## Source records
PR #2837, opened 2025-05-26
More granular image references

matejvasek:
# Changes

-
-
-

/kind <kind>

Fixes #

**Release Note**

```release-note

```

**Docs**

```docs

```

### DIFF
--- a/pkg/pipelines/tekton/tasks.go
+++ b/pkg/pipelines/tekton/tasks.go
@@ -5,7 +5,24 @@ import (
 	"strings"
 )
 
-var DeployerImage = "ghcr.io/knative/func-utils:v2"
+var (
+	FuncUtilImage = "ghcr.io/knative/func-utils:v2"
+	DeployerImage string
+	ScaffoldImage string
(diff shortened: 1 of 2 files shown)


pkg/pipelines/tekton/tasks.go
```diff
@@ -5,7 +5,24 @@ import (
 	"strings"
 )
 
-var DeployerImage = "ghcr.io/knative/func-utils:v2"
+var (
+	FuncUtilImage = "ghcr.io/knative/func-utils:v2"
```
matzew, line 9: where is the code for this container?

matejvasek: wdym?
Dockerfile is here: https://github.com/knative/func/blob/main/Dockerfile.utils

matejvasek: This is not a new image.

dsimansk:
/override "Func E2E OnCluster Test / On Cluster Test (ubuntu-latest)"

PR #2838, opened 2025-05-26
Fix quarkus buildpack image reference

matejvasek:
The paketo is moving to docker.io from gcr.io.


matejvasek:
@lkingland @dsimansk could you please override the failing actions? They are not relevant here.

PR #2843, opened 2025-05-26
Fix: build correct func-util binary for give arch

matejvasek:


matejvasek:
PTAL @jrangelramos @lkingland

matejvasek:
I don't know how I could have missed this.

PR #2852, opened 2025-06-01
Changed volume uploader pod image pull policy to "Always"

### LINKED ISSUE #2835: Tekton task "func-buildpacks" prepare/results steps  use non-multi-arch bash:5.1.4 image, causing exec format errors on ARM64
When using buildpack to build Go on an ARM64 host, the Tekton "prepare" and "results" steps fail with:

    Error executing command: fork/exec /tekton/scripts/script-0-....: exec format error

The problem is the image used for both steps:

https://github.com/knative/func/blob/a062cd28728aca02d162c9e1af3f32cf2ad1d5fa/pkg/pipelines/tekton/tasks.go#L87

https://github.com/knative/func/blob/a062cd28728aca02d162c9e1af3f32cf2ad1d5fa/pkg/pipelines/tekton/tasks.go#L193

After changing both images to the floating tag:

      image: docker.io/library/bash:5.1

buildpack work correctly.

luciantin:
# Changes
 
- :bug: Fix stale func-utils:v2 image usage by changing imagePullPolicy to "Always"

/kind bug

Fixes #2835 

Default image pull policy was "IfNotPresent", therefore the image would be pulled only once, unless manually changed, and builds would not pull new updated images.

Problem described in https://github.com/knative/func/issues/2835#issuecomment-2913756811.
Solved by changing the image pull policy of the volume-uploader pod only.

As the volume uploader pod runs before any tasks in https://github.com/knative/func/blob/main/pkg/pipelines/tekton/tasks.go, if the tasks use the default func-utils:v2 image, then those pods will also use the latest image.

**Release Note**

```release-note
Fixes a bug where remote tekton builds would use a stale image to upload the source directory.
```

### DIFF
--- a/pkg/k8s/persistent_volumes.go
+++ b/pkg/k8s/persistent_volumes.go
@@ -128,12 +128,13 @@ func runWithVolumeMounted(ctx context.Context, podImage string, podCommand []str
 			SecurityContext: defaultPodSecurityContext(),
 			Containers: []corev1.Container{
 				{
-					Name:       podName,
-					Image:      podImage,
-					Stdin:      true,
-					StdinOnce:  true,
-					WorkingDir: volumeMntPoint,
-					Command:    podCommand,
+					Name:            podName,
+					Image:           podImage,
+					ImagePullPolicy: corev1.PullAlways,
+					Stdin:           true,
+					StdinOnce:       true,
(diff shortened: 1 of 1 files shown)


lkingland:
Thanks for the contribution!

/ok-to-test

## Exercise prompt
Copy each line of the listing above that includes the word "only".

## Task answer
Default image pull policy was "IfNotPresent", therefore the image would be pulled only once, unless manually changed, and builds would not pull new updated images.
Solved by changing the image pull policy of the volume-uploader pod only.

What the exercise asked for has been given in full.